START RECORDS FOR THIS EXERCISE

PR #980, opened 2025-09-29
Ci install pytorch cpu

tengomucho:
# What does this PR do?

Optimum Neuron requires torch, but it does not need the default CUDA based installation. This dependency takes a lot of disk storage.
Manually installing the CPU version will mitigate failures due to disk being full.

Also, there were some [failures](https://github.com/huggingface/optimum-neuron/actions/runs/18057781790/job/51389972521#step:8:89) due to tests dependencies on vLLM when pre-compiling tests. Restricting those to training tests should sort this out.

### DIFF
--- a/.github/actions/prepare_venv/action.yml
+++ b/.github/actions/prepare_venv/action.yml
@@ -13,3 +13,4 @@ runs:
           python -m pip install -U pip
           python -m pip install --upgrade setuptools==69.5.1
           python -m pip install hf_transfer
+          python -m pip install torch==2.7.1 torchvision~=0.22 --index-url https://download.pytorch.org/whl/cpu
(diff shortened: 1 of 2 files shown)


.github/actions/prepare_venv/action.yml
```diff
@@ -13,3 +13,4 @@ runs:
           python -m pip install -U pip
           python -m pip install --upgrade setuptools==69.5.1
           python -m pip install hf_transfer
+          python -m pip install torch==2.7.1 torchvision~=0.22 --index-url https://download.pytorch.org/whl/cpu
```
michaelbenayoun, line 18: Maybe add a comment explaining why it's necessary

michaelbenayoun (approved):

JingyaHuang (approved):
lgtm, thanks!

PR #983, opened 2025-09-30
Reduce tests dependencies

tengomucho:
The extra tests has been growing, so we now install many packages that we do not need anymore.
The idea is to remove these dependencies so to lean up workflows.


dacorvo:
There is still an issue with audio tests using datasets, but it will be fixed when bumping the SDK version and switching to torch 2.8

PR #985, opened 2025-10-02
ECR Image URI retrieval

tengomucho:
# What does this PR do?

Added a function to retrieve an image from the AWS container registry (ECR). These images can be used, for instance, to deploy an inference on Sagemaker. Example:

```python
from optimum.neuron.utils import ecr
image_uri = ecr.image_uri(region=region, service_name="tgi")
```

This could return the most recently published image URI, that can be newer than the one retrieved when using `get_huggingface_llm_image_uri` from latest Sagemaker Python package.

### DIFF
--- a/tests/sagemaker/test_images_uri.py
+++ b/tests/sagemaker/test_images_uri.py
@@ -1,3 +1,5 @@
+import pytest
+
 from optimum.neuron.utils import ecr
 
 
@@ -15,3 +17,12 @@ def test_ecr_image_uri():
     # only version
     image_uri = ecr.image_uri(version="3.3.4")
     assert image_uri is not None
+    # invalid version
+    image_uri = ecr.image_uri(version="ABCD")
+    assert image_uri is None
+    # not valid service name
+    with pytest.raises(ValueError, match="Invalid service name"):
+        ecr.image_uri(service_name="ABCD")
+    # not valid region
+    with pytest.raises(KeyError, match="ABCD"):
+        ecr.image_uri(region="ABCD")


optimum/neuron/utils/ecr.py
```diff
@@ -0,0 +1,99 @@
...
+        region = ecr_client.meta.region_name
+    repository_id = ACCOUNT_IDS[region]
+    if service_name not in IMAGE_SERVICES:
+        raise ValueError(f"Invalid service name: {service_name}")
+    repository_name = IMAGE_SERVICES[service_name]
+    try:
+        images = ecr_client.list_images(repositoryName=repository_name, registryId=repository_id)["imageIds"]
+    except boto3.exceptions.botocore.exceptions.NoCredentialsError as e:
+        message = (
+            "An error occurred while listing images from the ECR repository. Please check you have exported "
```
dacorvo: There are different ways to set AWS credentials. Exporting the corresponding env vars is not the only one.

END RECORDS FOR THIS EXERCISE

• _EXERCISE_
Go through the material and report each line that holds the string "assert".

• _SOLUTION TO THIS EXERCISE_
     assert image_uri is not None
+    assert image_uri is None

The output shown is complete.